The new open code Mathematical model Light-R1-32B surpasses Deepseek’s equivalent efficiency with just $ 1,000 for training training
Join our daily and weekly newsletters for the latest updates and exclusive content of a leading AI coverage industry. Learn more
A team of researchers introduced Light-R1-32B, a new AI open code model optimized to solve sophisticated mathematical problems by making it available to Hug Under Apache 2.0-paid for businesses and researchers to take, deploy, refine or change as they wish, even for commercial purposes.
The 32mm parameter model (number of model settings) surpasses the performance of such sizes (and even larger) models with open source such as Deepseek-R1-Distil-Llama-70B and Deepseek-R1-Distil-QWen-32B on Trelete Party indicator indicator indicator US Mathematics Invitation Exam (Aime)which contains 15 mathematical problems intended for extremely advanced students and has a distribution of 3 hours for human users.

Developed by Liang Wen, Fenrui Xiao, Xin He, Yunke Cai, Qi An, Zhenyu Duan, Yimin Du, Junchen Liu, Lifu Tang, Xiaowei LV, Hangz Zoua Mo. Prophesses Preperty Source Alterne of Competitiveness.
It is amazing that the researchers have completed the training of the model for less than six hours at 12 GPU at the NVIDIA H800 at an approximately total price of $ 1,000. This makes Light-R1-32B one of the most affordable and practical approaches to develop highly effective mathematical AI models. However, it is important to remember that the model was trained in a variant of Open Code of Alibaba Qwen 2.5-32B-InstructionWhich in itself is supposed to have much higher training costs.
Along with the model, the team released its training sets, training scripts and evaluation tools, providing a transparent and affordable framework for the construction of AI models aimed at mathematics.
The arrival of Light-R1-32B follows other similar efforts by rivals such as Microsoft with its Orca-Math series.
A new math king arises
Light-R1-32B is designed to deal with complex mathematical reasoning, especially at Aime (the American Invitation Mathematical Exam) indicators.
He was trained by Qwen2.5-32b-instructive, starting with a long-term refinement model (COT). The team applied the curricula (SFT), based on curricula (SFT) and direct preference optimization (DPO) to improve its problem solution.
When evaluated, Light-R1-32B reached 76.6 of Aime24 and 64.6 of Aime25, exceeding Deepseek-R1-Distill-QWen-32B, which scored 72.6 and 54.9 respectively.

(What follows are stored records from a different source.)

PR #997, opened 2022-10-04
Allow single % and integer weights with MatrixMarketReader

Relux-the-Relux:
First, the Matrix Market Format allows for both either a single or double `%` in the first line(https://networkrepository.com/mtx-matrix-market-format.html) so I fixed it in our reader.

Also currently we don't accept integer weights but integer weights and doubles would only not be able to match up for numbers larger than 2^52. Since most weights are smaller than that I think it is better if we accept the weights and just display a warning that for weights larger than 4.5*10^15 the stored weights will not match the given weights perfectly as otherwise, we're just causing an annoyance of having to go back and edit the files to say "real" instead of `integer`.

Lastly, I added tests for the MatrixmMarketRead as there were none.


networkit/cpp/io/MatrixMarketReader.cpp
```diff
@@ -63,7 +64,12 @@ CSRMatrix MatrixMarketReader::read(std::istream &in) {
             if (data == "pattern") {
                 weighted = false;
             } else if (data != "real") {
-                throw std::runtime_error("Unsupported data type: " + data);
+                if (data == "integer")
+                    WARN(
+                        "Weights in NetworKit are stored as double precision floating point number while the given file uses integer weights.\
+                This means that weights bigger than 4.5e15 the weights will be recorded imprecisely.");
```
fabratu, line 70: This means that weights bigger than 4.5*e^15 will be recorded imprecisely.

networkit/cpp/io/test/IOGTest.cpp
```diff
@@ -1225,4 +1227,68 @@ TEST_F(IOGTest, testNetworkitBinaryZigzag) {
     }
 }
 
+TEST_F(IOGTest, testMatrixMarketReader) {
```
fabratu, line 1230: Better have seperate tests for all cases (faster to track down if there are errors).

fabratu (changes requested):

fabratu (changes requested):
Please also update the readme for inputfiles -> `https://github.com/networkit/networkit/blob/master/input/README.md`.

networkit/cpp/io/test/IOGTest.cpp
```diff
@@ -1225,4 +1227,79 @@ TEST_F(IOGTest, testNetworkitBinaryZigzag) {
     }
 }
 
+TEST_F(IOGTest, testMatrixMarketReaderUnweightedUndirected) {
+    MatrixMarketReader reader;
+
+    CSRGeneralMatrix csr = reader.read("input/chesapeake.mtx");
```
angriman, line 1233: If the elements in this matrix are `double`s you can simply use `CSRMatrix`

networkit/cpp/io/test/IOGTest.cpp
```diff
@@ -1225,4 +1227,79 @@ TEST_F(IOGTest, testNetworkitBinaryZigzag) {
     }
 }
 
+TEST_F(IOGTest, testMatrixMarketReaderUnweightedUndirected) {
+    MatrixMarketReader reader;
+
+    CSRMatrix csr = reader.read("input/chesapeake.mtx");
```
angriman, line 1233:
```suggestion
    MatrixMarketReader reader;

    CSRMatrix csr = MatrixMarketReader{}.read("input/chesapeake.mtx");
```
Also in other tests below.

networkit/cpp/io/test/IOGTest.cpp
```diff
@@ -1225,4 +1227,79 @@ TEST_F(IOGTest, testNetworkitBinaryZigzag) {
...
+    EXPECT_EQ(csr(17, 13), 1.0);
+}
+
+TEST_F(IOGTest, testMatrixMarketReaderWeightedUndirected) {
+    MatrixMarketReader reader;
+
+    CSRMatrix csr = reader.read("input/LFAT5.mtx");
+    EXPECT_EQ(csr.numberOfRows(), 14);
+    EXPECT_EQ(csr.nnz(),
+              30 * 2 - 14); // double due to being undirected but we don't double count self loops
```
angriman, line 1266:
```suggestion
    // double due to being undirected but we don't double count self loops
    EXPECT_EQ(csr.nnz(), 30 * 2 - 14);
```

networkit/cpp/io/MatrixMarketReader.cpp
```diff
@@ -9,13 +9,14 @@
...
 
+#include <networkit/auxiliary/Log.hpp>
 #include <networkit/io/MatrixMarketReader.hpp>
 
 namespace NetworKit {
 
 namespace {
 static constexpr char COMMENT_CHAR = '%';
-static const std::string MAGIC = "%%matrixmarket";
+static const std::string MAGIC = "%matrixmarket";
```
angriman, line 19:
```suggestion
static constexpr std::string MAGIC = "%matrixmarket";
```

networkit/cpp/io/MatrixMarketReader.cpp
```diff
@@ -54,7 +55,7 @@ CSRMatrix MatrixMarketReader::read(std::istream &in) {
             format = tolower(format);
             data = tolower(data);
             qualifier = tolower(qualifier);
-            if (magic != MAGIC) {
+            if (magic != MAGIC && magic != ("%" + MAGIC)) {
```
angriman, line 58:
```suggestion
            if (magic != MAGIC1 && magic != MAGIC2)) {
```

networkit/cpp/io/MatrixMarketReader.cpp
```diff
@@ -54,16 +56,21 @@ CSRMatrix MatrixMarketReader::read(std::istream &in) {
...
                 throw std::runtime_error("Unsupported format: " + format);
             }
             if (data == "pattern") {
                 weighted = false;
             } else if (data != "real") {
-                throw std::runtime_error("Unsupported data type: " + data);
+                if (data == "integer")
+                    WARN(
+                        "Weights in NetworKit are stored as double precision floating point number while the given file uses integer weights.\
+                This means that weights bigger than 4.5e15 the weights will be recorded imprecisely.");
```
fabratu, line 71:
```suggestion
                This means that weights bigger than 4.5e15 will be recorded imprecisely.");
```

This improvement suggests that the training approach based on curricula effectively enhances mathematical reasoning, even when training from models that they initially have no long basket.
Fair comparison
In order to ensure a fair comparison, the team deactivates training data against general reference reference, including Aime24/25, Math-500 and GPQA Diamond, preventing data from leaking.
They also implement filtering of difficulty based using Deepscaler-1.5B-Preview, ultimately forming a set of data of 76,000 people for the first stage of controlled fine adjustment. A second, more challenging set of data from 3000 examples further improved efficiency.
After a workout, the team combined numerous trained versions of Light-R1-32B, leading to additional profits. In particular, the model maintains strong ability to generalize the tasks of scientific reasoning (GPQA), although it is mathematically specialized.
How businesses can benefit
Light-R1-32B is placed under the Apache License 2.0, an open source license that allows free use, modification and commercial implementation without requiring derivative work to be opened. T
It makes it an attractive option for businesses, AI developers and software engineers who want to integrate or customize the model for their own applications.
The license also includes globally grant, reducing the legal risks to business, while discouraging patent disputes. Companies can freely deploy Light-R1-32B in commercial products, maintaining full control over their innovations, while taking advantage of an open and transparent AI ecosystem.
For CEOs, CTO and IT leaders, Apache 2.0 guarantees the efficiency of costs and independence of suppliers, eliminating licensing fees and restrictive dependencies on own AI solutions. AI developers and engineers acquire the flexibility for fine adjustment, integration and expansion of the model without restrictions, which makes it ideal for specialized mathematical reasoning, research and enterprises AI applications. However, since the license does not provide any guarantee or coverage of responsibility, organizations must hold their own security, compliance and evaluation of the results before implementing Light-R1-32b in critical environments.
Transparency in low -cost training and optimization to solve mathematical problems
Researchers emphasize that Light-R1-32B provides a validated, profitable way to train strong-chain-long-chain-like models in specialized domains.
By sharing their methodology, training and code data, they aim to reduce the barriers of costs for highly efficient AI development.
Future work involves a study of reinforcement training (RL) to further improve the model reflections.